CoRe: Coherency Regularization for Hierarchical Time Series
Rares Cristian, Pavithra Harhsa, Georgia Perakis, Brian Quanz
TL;DR
CoRe introduces a principled, network-level coherency regularization for hierarchical time series forecasting, enabling soft coherence across all levels without enforcing hard aggregation constraints. By tying coherency to the final layer through $l_c(L)=\left\|W_L-AW_L\right\|+\left\|b_L-Ab_L\right\|$ and leveraging batch normalization, the method bounds the coherency loss $c(\hat{y})=\left\|\hat{y}-A\hat{y}\right\|$ with high probability, and its effect can be traded off against traditional MSE via a tunable weight $w$. The framework extends naturally to distributional forecasts using VAEs, dropout, or other generative models, ensuring that each sample is (softly) coherent; experiments on Traffic, Labour, and Tourism show improved generalization and coherency, including in noisy or out-of-distribution settings. Overall, CoRe offers a robust, architecture-agnostic approach to coherent hierarchical forecasting with practical benefits for point and probabilistic predictions.
Abstract
Hierarchical time series forecasting presents unique challenges, particularly when dealing with noisy data that may not perfectly adhere to aggregation constraints. This paper introduces a novel approach to soft coherency in hierarchical time series forecasting using neural networks. We present a network coherency regularization method, which we denote as CoRe (Coherency Regularization), a technique that trains neural networks to produce forecasts that are inherently coherent across hierarchies, without strictly enforcing aggregation constraints. Our method offers several key advantages. (1) It provides theoretical guarantees on the coherency of forecasts, even for out-of-sample data. (2) It is adaptable to scenarios where data may contain errors or missing values, making it more robust than strict coherency methods. (3) It can be easily integrated into existing neural network architectures for time series forecasting.

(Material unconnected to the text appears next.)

Issue #3895, opened 2025-02-18
`nerdctl run --log-driver=none` should not invoke a `_NERDCTL_INTERNAL_LOGGING` process


AkihiroSuda:
Currently `_NERDCTL_INTERNAL_LOGGING` is always invoked on starting a container, even when `--log-driver` is set to `none`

We demonstrate the effectiveness of our approach on multiple benchmark datasets, comparing it against state-of-the-art methods in both coherent and noisy data scenarios. Additionally, our method can be used within existing generative probabilistic forecasting frameworks to generate coherent probabilistic forecasts. Our results show improved generalization and forecast accuracy, particularly in the presence of data inconsistencies. On a variety of datasets, including both strictly hierarchically coherent and noisy data, our training method has either equal or better accuracy at all levels of the hierarchy while being strictly more coherent out-of-sample than existing soft-coherency methods.